[RECORDS SHOWN]:
= = = = = = =
PR #2494, opened 2026-06-10
Fix chain watch detection for external package changes

iancarrasco-b10:
Fixes chain watch mode so changes in external_package_dirs are detected after startup.

Previously, chains watch --experimental-chainlet-names could patch successfully on initial run but miss later edits outside the main chain root. The watcher now listens to the chain root plus relevant external package roots, with tests covering external roots, deduping, nested roots, and TrussChainlet exclusions.

Tested on the voice agent chain to ensure we can modify external packages referenced by chainlets in experimental-chainlet-names


truss-chains/truss_chains/deployment/deployment_client.py
```diff
@@ -110,6 +110,72 @@ def _collect_external_package_dirs(
...
+def _get_descriptor_watch_paths(
+    descriptor: private_types.ChainletAPIDescriptor,
+) -> list[pathlib.Path]:
+    if descriptor.is_truss_chainlet:
+        if not descriptor.truss_dir:
+            return []
+        handle = truss_handle.TrussHandle(descriptor.truss_dir)
+        return [descriptor.truss_dir, *handle.spec.external_package_dirs_paths]
+
+    watch_paths = [pathlib.Path(descriptor.src_path)]
```
marius-baseten: For a non-truss chainlet this watches only the single module file where the class is defined (`src_path` = `inspect.getfile(cls)`), since `_matches_watch_path` exact-matches when the included path is a file. Truss chainlets above watch the whole `truss_dir`, so the two paths are asymmetric — and the regular-chainlet side is lossy.

Concretely: editing a sibling module / local sub-package that the selected chainlet imports (helpers, shared utils, a local `packages/` dir) won't trigger a patch, even though it's bundled into the deployment. The old `chain_root` watch caught these.

Suggest widening to the containing dir for symmetry with the truss-chainlet branch:

```python
watch_paths = [pathlib.Path(descriptor.src_path).parent]
watch_paths.extend(_collect_external_package_dirs([descriptor]))
```

That keeps cross-chainlet isolation (the sibling-rejection test still holds across different subtrees) while restoring intra-dir edits. Worth a test asserting a helper module next to the selected chainlet still passes the filter — the current `..._only_include_selected_chainlet_dirs` test encodes the file-only behavior as expected.

marius-baseten (approved):
**Follow-up idea (non-blocking):** the truss-vs-regular split shows up in three places here — `_collect_external_package_dirs` (skips truss), `_get_descriptor_watch_paths` (the `is_truss_chainlet` fork), and the watch-root logic — each answering "which files belong to this chainlet?" two different ways. Worth considering pushing that onto `ChainletAPIDescriptor` as normalized `source_dir` + `external_package_dirs` (both → `pathlib.Path`), resolved eagerly at descriptor-build time in `framework.py` (where `truss_dir` is already known). Then these helpers collapse to type-agnostic one-liners and the file-vs-dir asymmetry disappears by construction. Beyond this PR's scope — flagging for a possible follow-up.

truss-chains/truss_chains/deployment/deployment_client.py
iancarrasco-b10: Good point, yeah makes sense to include the any additional files within the wider dir as well. Fixed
= = = = = = =
Search the records above for the string "regular". Report each line that has it.

[YOUR RESPONSE]:
marius-baseten: For a non-truss chainlet this watches only the single module file where the class is defined (`src_path` = `inspect.getfile(cls)`), since `_matches_watch_path` exact-matches when the included path is a file. Truss chainlets above watch the whole `truss_dir`, so the two paths are asymmetric — and the regular-chainlet side is lossy.
**Follow-up idea (non-blocking):** the truss-vs-regular split shows up in three places here — `_collect_external_package_dirs` (skips truss), `_get_descriptor_watch_paths` (the `is_truss_chainlet` fork), and the watch-root logic — each answering "which files belong to this chainlet?" two different ways. Worth considering pushing that onto `ChainletAPIDescriptor` as normalized `source_dir` + `external_package_dirs` (both → `pathlib.Path`), resolved eagerly at descriptor-build time in `framework.py` (where `truss_dir` is already known). Then these helpers collapse to type-agnostic one-liners and the file-vs-dir asymmetry disappears by construction. Beyond this PR's scope — flagging for a possible follow-up.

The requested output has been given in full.